Lies, Damned Lies, and Statistics
The Value of Numbers
I’m pretty sure whoever coined the phrase Lies, Damned Lies, and Statistics wasn’t referring to “stats” as used in running production websites and web services.
When it comes to running large scale and highly available systems, stats are your best friend. When things are going well, collecting and graphing performance data can help you to monitor and plan for growth. Once problems arise, it can mean the difference between finding and immediately addressing the underlying issue, or randomly poking and praying.
Push is Your Friend
Push notifications drive engagement. We’re early in to things here at Madefire, but we’ve already been sold on the value of push notifications. Our primary use is the announcement of new titles, and the nearly immediate bumps we get are exciting to watch and make us glad that we’re built to scale.
Increasing Users Increases Requests
As would be expected, adding a substantial bump in concurrent users causes a corresponding rise in the number of requests we see in the API. We always make sure someone is around to watch things for a while after we send a notification, to ensure everything runs smoothly. What they watch is the subject of this post.
We make extensive use of Graphite and Statsd for collecting and viewing stats. We feel it’s essential for all of the data to live in a single place. You can never know ahead of time when you’ll need to see two pieces of data on the same graph in order to quickly (remember: the system is down or under-performing) find a non-obvious root cause. Graphite and Statsd do exactly this.

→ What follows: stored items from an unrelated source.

PR #6511, opened 2015-03-03
CE-1381: Ensure that user id exists

lukaszkonieczny:
https://wikia-inc.atlassian.net/browse/CE-1381


macbre:
LGTM (as in #6500 :)

PR #6523, opened 2015-03-03
ADEN-1770 Amazon 2.0 params can overload gpt

gabrys:


hakubo:
LGTM

extensions/wikia/AdEngine/js/AmazonMatch.js
```diff
@@ -96,16 +115,34 @@ define('ext.wikia.adEngine.amazonMatch', [
...
-		};
+	function getSlotParams(slotName) {
+		log(['getSlotParams'], 'debug', logGroup);
+
+		var ret = {};
+
+		// No Object.keys on IE8
+		if (!Object.keys) {
+			log(['filterSlots()', 'no Object.keys (IE8?)'], 'error', logGroup);
+			return {};
```
nandy-andy: What do you think about having just one `return` in function? Here it'd just require to change `if` body with what's below, add `else` and only log the error there - the value of `ret` will be returned and it will be empty in case of IE8.

gabrys: Early returns are good, they tell better stories :-)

The time elapsed between deciding to track something and having data on a graph is measured in minutes.
Tracking Numbers Across the Stack
We track things at several levels in order to be able to find problems that span them or at least where the cause and effect does.
A hypothetical example:
- * An alarm is raised, the load-balancer just started taking twice as long to respond to requests…
- * Check the requests per second, nothing out of the ordinary there, there’s a small bump, but that may be a result of clients timing out and retrying.
- * Look at the distribution of requests, nothing out of the ordinary there.
- * What about the database? Oh there’s a spike in load at exactly the same time the response time jumped up. That’s looking promising.
- * Since we know the API is serving a normal amount and distribution of requests, we’ll assume the DB is too for now. It may not be and we’ll need graphs for that too, but it’s less likely.
- * Let’s look at the DB host’s detailed numbers, IO_milliseconds is way up, maybe a drive acting up.
- * Look closer, log on to the box, promote a slave to be the new master.
In this made up scenario we started at the load-balancer and worked our way down to slow IO on a DB’s drive. In doing so we started at service-wide stats via the load-balancer, ELB in our case which we monitor with a script that polls CloudWatch data and passes it along to Statsd using the Statsd client library. The next step took us to the distribution of requests. For that we make use of the Django-Statsd app. After that we went and took a look at system-level metrics which Diamond has done a great job of collecting for us, though in our case we actually make use of RDS so we wouldn’t be seeing disk/io stats for the DB.
That’s just one pass through our stats. We collect a decent set of information in our backend code that isn’t directly related to requests, and we’ve written and contributed back a Diamond plugin to monitor Memcached instances. Our stats DB records each time code is deployed, a box is added to or removed from our systems, or any number of other operational actions. It’s important to be able to trace problems back to human actions. We even have a monitoring script that checks for AWS outage events via the regions API and throws that data in the mix.
All of this is to say that you never know what it is going to be useful to track until you need it. Your best bet is to have a system where it’s so easy to track things that you just do it with most everything you can think of, that way it’ll be waiting on you when you need it.
All of the information in the world isn’t going to help you track down a problem at four in the morning if it’s not organized. In fact, being bombarded with numbers or having to dig through things then is only going to hurt.
That’s where dashboards come in. As you get to know your setup, you should build out collections of graphs that give you an overview of the system as a whole which allows you to quickly drill down to an area where you need more information. We start with a main dashboard with a set of graphs that let you look at the overall health of things. From there we have a set of focused dashboards that show you more detailed information about pieces of the system or host-level metrics for groups of boxes.
That’s Not Normal
The final piece of the process is knowing what things should look like. Once you’ve built your dashboards, this part couldn’t be easier. You just need to look at them all the time. Then you’ll know what to expect things to look like and be able to quickly spot when something is out of the ordinary. It may not always be THE problem, but it’ll almost always point you in the right direction.